A President not seeking re-election, his Vice President intends to run as his replacement, with insider rumors circulating that the soon-to-expire CEO’s contract was secretly extended for another two years, officially denying as much as soon as they had surfaced.
These were the highlights of the unfolding events of the past seven days that have marked what has only been the second week of the New Year 2023!
Ricky Skerritt’s reported announcement of his intentions not to seek re-election as CWI President when the governing body holds its 2023 Annual General Meeting next March has been widely anticipated.
Skerritt’s announcement was expected to follow the resignation of Phil Simmons from his position as West Indies men’s cricket coach, which had come as a direct result of the West Indies 2022 T20 World Cup participation disaster.
The West Indies T20 World Cup fiasco was just the latest sad saga of Skerritt’s four-year tenure as CWI president, which after promising so much had proved to be a monumental disappointment. As President, Skerritt simply failed to deliver significantly on most of his many promised initiatives which were supposedly geared towards arresting the steady decline of West Indies cricket.
Instead, as the T20 World Cup embarrassment showed, the statue of the West Indies in its supposedly strongest format has fallen even further. The West Indies’ October 2022 World Cup fiasco was also quickly followed just weeks later by the embarrassment of back-to-back massive Test defeats to their hosts Austria in the two-match Series played Down Under. The second Test losing margin became the largest ever recorded by the West Indies team in its now ninety-five-year history of participation in the highest format of cricket.
Even more embarrassment now seems on the horizon. It is becoming increasingly likely that the West Indies will not qualify directly for this year’s ODI World Cup hosted by India as one of the ICC’s top eight teams. West Indies’ potential exit from the automatic qualifying group will result in the team taking part in the qualifying tournament hosted in Zimbabwe next July.
The Zimbabwe qualifier will determine the final four participants for the 2023 World Cup hosted by India. However, faltering at the same stage during last year’s T20 World Cup, who is to say that history will not repeat itself in the form of an identical West Indies disaster?
During the past week, the case of possible doubling of the deficits of the presidential administration of Skerritt CWI also made its presence known. Several reports circulated about Dr Kishore Shallow, who as Skerritt’s Vice President was a major player in all the apparent shortcomings of the administration often going so far as to act as its public spokesperson, overwhelmingly signaling its intentions. his to be a presidential candidate. in the CWI elections in March this year.

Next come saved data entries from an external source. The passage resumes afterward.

PR #96, opened 2023-10-30
chore(RHTAPWATCH-132): Build image in GH actions

ifireball:
Build the main service image with GitHub actions and Push to quay.io.

### DIFF
--- a/.github/workflows/pull_request_and_push.yaml
+++ b/.github/workflows/pull_request_and_push.yaml
@@ -23,3 +23,39 @@ jobs:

Dr Shallow has since publicly stated that he is now still “considering his options”. However, the mere suggestion of his CWI presidential candidacy is already being seen in Caribbean cricket circles as an outspoken affront to West Indies cricket and its fans. It is said to be coming as it is from an individual who now still holds the position of Vice President, second in command, in perhaps his worst presidential administration ever.
It was the same Dr Shallow who, publicly acknowledging the global television portrayal of the embarrassment caused by the Tepegate fiasco, had vowed to take up the matter personally and rectify it in due course. Tapegate had featured West Indies players appearing in globally televised international matches in team jerseys with a former sponsor’s logo covered in masking tape.
Sandals’ title sponsorship of West Indies cricket officially expired in July 2020. Corporate Standard Operating Procedures and Practices dictate at least three months’ notice of intentions not to renew or extend a Contractual Agreement. Therefore, CWI would know from March 2020 that its team shirts with the sandals logo would have to be replaced. Yet incredibly, the infamous Tapegate saga lasted from September 2021 to the following February 2022!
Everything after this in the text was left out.